Thos. Wilson & Co. v. Thos. J. Carson & Co.

12 Md. 54, 1858 Md. LEXIS 6
CourtCourt of Appeals of Maryland
DecidedJune 2, 1858
StatusPublished
Cited by26 cases

This text of 12 Md. 54 (Thos. Wilson & Co. v. Thos. J. Carson & Co.) is published on Counsel Stack Legal Research, covering Court of Appeals of Maryland primary law. Counsel Stack provides free access to over 12 million legal documents including statutes, case law, regulations, and constitutions.

Bluebook
Thos. Wilson & Co. v. Thos. J. Carson & Co., 12 Md. 54, 1858 Md. LEXIS 6 (Md. 1858).

Opinion

Le Grand, C. J.,

delivered the opinion of this court.

This is an attachment on warrant, which, on the 3rd day of January 1854, issued out of the Superior Court of Baltimore city, at the suit of Thomas Wilson & Co., against the effects of Ezra Webb, Wm. Maxcy and Thomas G. Rowland, copartners, trading under the firm of E. Webb, Maxcy & Co., to recover a balance on account, due 26th of November 1853, of 04847.96. On the 4th day of January 1854, the attachment was laid in the hands of the garnishees. The garnishees pleaded non assumpsit and nulla bona. All the members of the firm of Webb, Maxcy & Co., together with William Teeter and E. Lewis Stoll, composed the firm of Teeter, Maxcy &. Co., of Louisville, but neither Teeter nor E. Lewis Stoll were of the firm of E. Webb, Maxcy & Co. Both firms failed in [72]*72business, and, on the 31st day of December 1853, all the members of both firms united in a deed of trust to William Riddle, of Louisville, conveying a large amount of real estate in Kentucky, belonging to William Maxcy, individually, also his household and kitchen furniture; a considerable amount of real estate in Kentucky, belonging to T. G. Rowland, also certain personal property also belonging to him, individually; all the estate of Wm. Teeter, real, personal and mixed; certain property, real and personal, belonging to E. Lewis Stoll; the warehouse furniture of E. Webb, Maxcy <fc Co.; also certain accounts, debts, rights, dioses in action, and personal property set out in paper marked M., No. 1, which is made part of the deed. This paper specifies the lard, pork, &c., which had been shipped to T. J. Carson & Co., of Baltimore.

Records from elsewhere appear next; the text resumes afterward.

PR #4431, opened 2021-12-09
Register sequence-identity strategy

dreab8:


sebersole:
Per our discussion, this should not be integrated

PR #4433, opened 2021-12-09
replace use of <br> with <p> in all the javadoc

gavinking:


gavinking:
I'm merging this, because it's trivial, and I want to avoid conflicts with a different PR I'm about to push.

This conveyance was one in trust for the benefit of creditors, after paying certain expenses, according to the order specified in it. It provides that the transfer, in the deed, of the claim on Carson &. Edes, and T. J. Carson & Co., and Lees & Walter, is subject to drafts and assignments by the grantors, previously given: 1st, to Gill, Anderson & Co.; 2nd, to Walters & Fox; 3rd, to Parmelee & Bro.; 4th, to Smith, Clark & Logan; and 5th, to B. & L. Leavell, and Conn & Ramsay.

It was admitted that neither of the defendants were citizens of Maryland at the time of the issuing of the attachment, nor were they at the date of the execution of the deed of trust of the 31st day of December 1853. It was also admitted, that at the time the attachment issued and was laid, there was a large amount of property, consisting of pork, lard, bacon, and other provisions, in the hands of Thomas J. Carson & Co., in Baltimore, which had been consigned to them for sale, by E. Webb, Maxcy & Co., of Louisville, the defendants; and that afterwards, and before the garnishees pleaded, there accrued from the sale of said property, over and above all advances, the amount of $12,805. The amount of assignments specifically made of this fund by the orders of date the 30th day of December 1853, and recognized in the-deed of trust of the following day, is $28,714.42.

The correctness of the claim of the plaintiffs below is not [73]*73questioned. The questions we are called upon to determine, grow out of tire orders of assignment, the deed of trust, the proof of the laws of Kentucky, and the levying of the attachment.

If the assignments given on the 30th of December, be valid, and bind to their amount any balance of the proceeds of the sales of the consignments to the garnishees, then it is clear the plaintiff’s could not recover in this action; those assignments being largely beyond, in amount, any fund in the hands of the garnishees to meet them.

On the part of the appellants, it was insisted, that the property attached, being in specie, in the hands of the garnishees, in Maryland, at the time the attachment was laid, and the garnishees having so continued in possession, their possession was the possession of the defendants, and could only be changed either by actual transfer to an assignee, or by deed executed and recorded according to the laws of Maryland, or actual notice to the garnishee. That if considered as a chose in action, the title of the assignee was merely inchoate until actual notice to the garnishees, and the property in the hands of the garnishees, over their advances, at the time of laying the attachment, was the property of E. Webb, Maxcy & Co., and the plea of nulla bona was not sustained by proof of the assignment, without actual notice to the garnishees, prior to the attachment.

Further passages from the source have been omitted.